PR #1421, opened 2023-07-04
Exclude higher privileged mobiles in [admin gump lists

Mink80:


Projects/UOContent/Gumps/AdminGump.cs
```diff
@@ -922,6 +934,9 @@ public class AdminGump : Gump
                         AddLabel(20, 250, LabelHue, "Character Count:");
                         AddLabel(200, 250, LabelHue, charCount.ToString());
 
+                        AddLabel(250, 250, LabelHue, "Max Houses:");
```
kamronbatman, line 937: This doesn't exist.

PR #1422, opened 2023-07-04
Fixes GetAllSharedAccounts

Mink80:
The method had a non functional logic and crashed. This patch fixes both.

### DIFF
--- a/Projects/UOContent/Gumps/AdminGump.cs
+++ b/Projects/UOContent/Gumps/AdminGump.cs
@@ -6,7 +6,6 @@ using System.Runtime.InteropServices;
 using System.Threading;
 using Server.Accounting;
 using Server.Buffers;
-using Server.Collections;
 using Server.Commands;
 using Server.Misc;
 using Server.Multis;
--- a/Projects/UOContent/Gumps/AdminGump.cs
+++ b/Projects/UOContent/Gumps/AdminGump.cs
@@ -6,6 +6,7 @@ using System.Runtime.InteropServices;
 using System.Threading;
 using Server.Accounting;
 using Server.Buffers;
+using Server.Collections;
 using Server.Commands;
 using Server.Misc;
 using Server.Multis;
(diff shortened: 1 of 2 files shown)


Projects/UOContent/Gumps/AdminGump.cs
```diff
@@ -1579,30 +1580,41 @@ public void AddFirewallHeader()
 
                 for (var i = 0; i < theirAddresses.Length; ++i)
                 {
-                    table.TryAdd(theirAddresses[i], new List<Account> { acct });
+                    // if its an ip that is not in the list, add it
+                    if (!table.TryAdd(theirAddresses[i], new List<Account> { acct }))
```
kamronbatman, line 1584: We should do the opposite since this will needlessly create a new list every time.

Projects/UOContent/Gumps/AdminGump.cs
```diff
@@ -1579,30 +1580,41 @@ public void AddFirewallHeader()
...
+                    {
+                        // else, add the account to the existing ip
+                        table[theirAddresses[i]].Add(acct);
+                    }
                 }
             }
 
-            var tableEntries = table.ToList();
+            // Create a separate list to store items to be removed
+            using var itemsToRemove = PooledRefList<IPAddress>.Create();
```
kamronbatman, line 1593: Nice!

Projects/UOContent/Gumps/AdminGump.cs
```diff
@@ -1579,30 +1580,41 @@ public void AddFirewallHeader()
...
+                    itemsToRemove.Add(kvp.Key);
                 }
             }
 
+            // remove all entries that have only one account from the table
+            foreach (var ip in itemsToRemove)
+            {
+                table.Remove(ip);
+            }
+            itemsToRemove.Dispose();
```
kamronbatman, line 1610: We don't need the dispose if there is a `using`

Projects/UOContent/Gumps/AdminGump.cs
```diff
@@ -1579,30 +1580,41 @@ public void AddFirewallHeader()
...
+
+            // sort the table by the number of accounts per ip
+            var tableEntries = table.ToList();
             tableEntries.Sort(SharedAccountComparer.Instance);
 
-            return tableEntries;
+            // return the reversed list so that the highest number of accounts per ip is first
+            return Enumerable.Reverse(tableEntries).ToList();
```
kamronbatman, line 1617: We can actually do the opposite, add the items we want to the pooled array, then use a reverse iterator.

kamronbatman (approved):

··········

*Task goal*
Copy out the lines of the data where the string "AddLabel" occurs.

*Answer*
                         AddLabel(20, 250, LabelHue, "Character Count:");
                         AddLabel(200, 250, LabelHue, charCount.ToString());
+                        AddLabel(250, 250, LabelHue, "Max Houses:");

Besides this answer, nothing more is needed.